_TASK PROMPT_
Reproduce exactly the lines below from the one containing "--- a/forspell.dict" through the one containing "files.'.blue if staged_files.empty?", including both, and nothing else.

Saved data entries
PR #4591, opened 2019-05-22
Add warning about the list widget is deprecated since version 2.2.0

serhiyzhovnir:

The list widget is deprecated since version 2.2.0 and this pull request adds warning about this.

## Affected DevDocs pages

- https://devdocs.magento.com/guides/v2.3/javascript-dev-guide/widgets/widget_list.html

...

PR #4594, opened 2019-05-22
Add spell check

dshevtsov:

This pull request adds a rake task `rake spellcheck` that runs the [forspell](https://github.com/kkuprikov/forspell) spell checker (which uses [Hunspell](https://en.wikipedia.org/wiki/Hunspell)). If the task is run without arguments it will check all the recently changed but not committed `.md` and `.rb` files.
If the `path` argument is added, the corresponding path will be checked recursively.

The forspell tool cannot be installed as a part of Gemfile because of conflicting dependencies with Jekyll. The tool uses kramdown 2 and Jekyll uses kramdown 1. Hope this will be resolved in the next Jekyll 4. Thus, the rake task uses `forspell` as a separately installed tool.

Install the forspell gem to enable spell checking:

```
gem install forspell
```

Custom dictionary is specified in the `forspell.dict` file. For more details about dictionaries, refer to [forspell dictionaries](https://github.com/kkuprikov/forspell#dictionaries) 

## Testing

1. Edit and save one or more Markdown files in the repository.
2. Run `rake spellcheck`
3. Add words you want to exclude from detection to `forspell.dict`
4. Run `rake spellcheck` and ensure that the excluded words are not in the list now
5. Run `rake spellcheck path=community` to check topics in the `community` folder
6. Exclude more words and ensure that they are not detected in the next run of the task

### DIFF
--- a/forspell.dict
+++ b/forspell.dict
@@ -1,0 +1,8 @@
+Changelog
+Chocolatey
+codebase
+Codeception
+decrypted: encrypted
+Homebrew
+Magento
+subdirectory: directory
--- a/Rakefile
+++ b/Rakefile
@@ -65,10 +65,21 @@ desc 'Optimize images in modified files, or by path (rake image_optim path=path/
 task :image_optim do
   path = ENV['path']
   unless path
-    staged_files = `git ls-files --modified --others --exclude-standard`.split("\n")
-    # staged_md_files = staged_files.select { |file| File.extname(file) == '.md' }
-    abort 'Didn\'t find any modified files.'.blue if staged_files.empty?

_RESPONSE TO THE TASK_
--- a/forspell.dict
+++ b/forspell.dict
@@ -1,0 +1,8 @@
+Changelog
+Chocolatey
+codebase
+Codeception
+decrypted: encrypted
+Homebrew
+Magento
+subdirectory: directory
--- a/Rakefile
+++ b/Rakefile
@@ -65,10 +65,21 @@ desc 'Optimize images in modified files, or by path (rake image_optim path=path/
 task :image_optim do
   path = ENV['path']
   unless path
-    staged_files = `git ls-files --modified --others --exclude-standard`.split("\n")
-    # staged_md_files = staged_files.select { |file| File.extname(file) == '.md' }
-    abort 'Didn\'t find any modified files.'.blue if staged_files.empty?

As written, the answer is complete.